The question that fascinated me was: how could it be possible that a state might ‘want’ a conflict? We assume states want to avoid conflict. Yet there are cases, like the Cold War, the Israel-Palestine conflict, and others, where parties seem deeply attached to the conflict; and their attachment seems to be keeping the conflict alive. Realists who look to the security dilemma would explain this anomaly with the concept of uncertainty, but uncertainty about one another’s intentions seems insufficient to explain how states can keep a conflict alive for over fifty years. I propose that the problem is more one of certainty than uncertainty. Conflicts are routinized relationships, and routines secure identities. The premise is that all social actors value agency, their ability to choose and pursue goals, and that ability rests on knowing their preferences and interests. Agency rests on identity. This means actors need to feel they have stable identities; they need ontological security.
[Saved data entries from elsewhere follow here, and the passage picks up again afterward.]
PR #698, opened 2024-11-14
fix(legacy/list-separator): remove low font-weight

dominiccarrington:
# Description

Remove `font-weight: 250` from legacy list separator component.

Before:
Screenshot 2024-11-14 at 15 58 11

After:
Screenshot 2024-11-14 at 16 27 49

# Links
Jira Ticket: https://jira-eng-gpk2.cisco.com/jira/browse/SPARK-579344
Figma Design: https://www.figma.com/design/FmXv8xvun1xAZiOMfztwqg/%F0%9F%A7%A9-Webex-App---Web?m=auto&node-id=5585-13072&t=oauxKqnz3RqbQApS-1

### DIFF
--- a/scss/components/list-separator/list-separator.scss
+++ b/scss/components/list-separator/list-separator.scss
@@ -30,10 +30,6 @@
 
     &__text {
       padding: 0 8px;
-      font-family: $brand-font-regular;
-      font-size: 13px;
-      line-height: 1.5em;
-      letter-spacing: 0.015em;
       color: $md-gray-70;
     }
   }
--- a/scss/components/list-separator/list-separator.scss
+++ b/scss/components/list-separator/list-separator.scss
@@ -32,7 +32,6 @@
       padding: 0 8px;
       font-family: $brand-font-regular;
       font-size: 13px;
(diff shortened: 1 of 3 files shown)


scss/components/list-separator/list-separator.scss
```diff
@@ -32,7 +32,6 @@
       padding: 0 8px;
       font-family: $brand-font-regular;
       font-size: 13px;
-      font-weight: 250;
```
cscheffauer, line 35: just a note - the way this is styled is not really great. Ideally the Text component should be used and we just choose the right type. Then we don't need to set font-family, font-size, font-weight, line-height at all here.
Maybe if u want you could change this. Also letter-spacing seems to be weird.

cscheffauer (changes requested):

scss/components/list-separator/list-separator.scss
dominiccarrington: Updated to use Text component

cscheffauer (approved):

nataliadelmar (approved):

The reason we should treat stable identity as something actors seek, rather than something that can be assumed, has to do with uncertainty – deep, profound uncertainty – and our intrinsic fear of it. Social life is full of danger, and it’s not just the known unknowns, but also the unknown unknowns, that we fear. But if we were actively aware of all the dangers all the time, our anxiety would be so intense that it would be impossible to act at all. Routines, especially routines with significant others, hold this uncertainty at bay. The platform of stability they create helps aspiring agents know who they are. So, when faced with a new or uncertain environment, actors tend to routinize their relationships, to create the stability or certainty they need in order to be agentic. Then, because actors value agency, they get attached to the routines, even if the relationships they create are physically harmful. That’s the pathology of ontological security.

The argument that states need ‘ontological security’ is based partly on psychological ideas. Applied to states, how far can the psychological analogy go?
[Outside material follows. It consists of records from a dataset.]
PR #699, opened 2024-11-15
feat: text-component-migration

cscheffauer:
# Description

- Using the new MdcText component from momentum-design
- Bumped momentum-design version to get latest version
- Fixed existing Unit tests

This is a very good question. A lot of theorizing about states is in some way or another based on an analogy with individuals. In IR, realists assume that states have egoistic ‘personalities’ and are driven by a need for material security, while neo-liberals argue that we should analyze the state as a rational decision maker. Those both are psychological assumptions about states. In arguing that states, besides physical security, also need ontological security, I just take the realist-rationalist argument to a more general level. In fact, since rational action emanates from preferences or desires, states cannot be rational actors without having a sense of stable identity.

Anarchy is, for realists, the most structural characteristic of the international system. However, if public diplomacy matters, couldn’t one argue that there is no anarchy between states?
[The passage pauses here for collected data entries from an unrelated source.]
PR #122, opened 2017-08-11
WIP: Automated deployment to PyPI

richardotis:
1.  A whitelist of GPG public keys will be maintained in the repo.
2. Before deployment, the GPG signature of the tag on master is verified against the whitelist.
3. Travis handles deployment to PyPI.


richardotis:
It doesn't look like there's a way to do this without giving the ability to dump deployment secrets to everyone with push access. For now, deployment of new releases will continue to be done manually.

It depends on what we mean by anarchy. If we’re talking about the fact that the use of force is de-centralized and not unified into a world state, then of course there is still anarchy. But when anarchy is defined as a distribution of political authority, namely as the flip side of sovereignty, where sovereignty implies that all political authority is inside the state and none is between them, then whether anarchy exists is an open question. This isn’t a new insight – several scholars have been challenging the premise of anarchy on these grounds for a long time. So, in order to know whether to accept or reject the premise of anarchy, the first question is, how is political authority constituted? Then, where is it located? According to public sphere theory, political authority is discursively constituted and we need to look at structures of communication and at how actions are decided upon and rationalized. From here, whether there’s anarchy or not in a given issue is an empirical question. Again, a lot of scholars have recognized the limits of anarchy as an assumption about the structure of world politics; what I add is to come at it from a public sphere perspective.

Is your approach to world politics optimistic?

Actually, in one sense my approach is quite pessimistic. The need for ontological security helps us see how conflicts can become sources of identity, and so subject to attachment dynamics that cause them to persist and to be hard to let go of. Conflicts can be a lot more important to participants – and therefore a lot stickier – than even realists recognize.

On the more hopeful side, what I’ve written on world politics, in particular on the role of publicity and discussion, implies that change is possible. Under some conditions, public talk can help states change the way they interact, in a positive direction and toward cooperative, salutary ends that otherwise would not be possible. This does not mean change is inevitable or even always possible. But it offers an outline for how to think about moving forward, in a way that can lessen the sense that we’re always only muddling through.


Jennifer Mitzen is assistant professor of Political Science at the Ohio State University. Professor Mitzen has research and teaching interests in international relations theory, global governance, international organization, and post-conflict reconciliation. She is completing a book manuscript on the impact of publicity and deliberation on great power politics, with particular attention to the evolution of conference diplomacy in 19th century Europe. Other research includes the impact of needs for ontological security on international politics.


Related links

  • Faculty Profile at Ohio State
  • Read Mitzen’s Ontological Security in World Politics (European Journal of IR, 2006) here (pdf)
  • Read Mitzen’s Reading Habermas in Anarchy: Multilateral Diplomacy and Global Public Spheres (American Political Science Review, 2005) here (pdf)

Print version of this Talk (pdf)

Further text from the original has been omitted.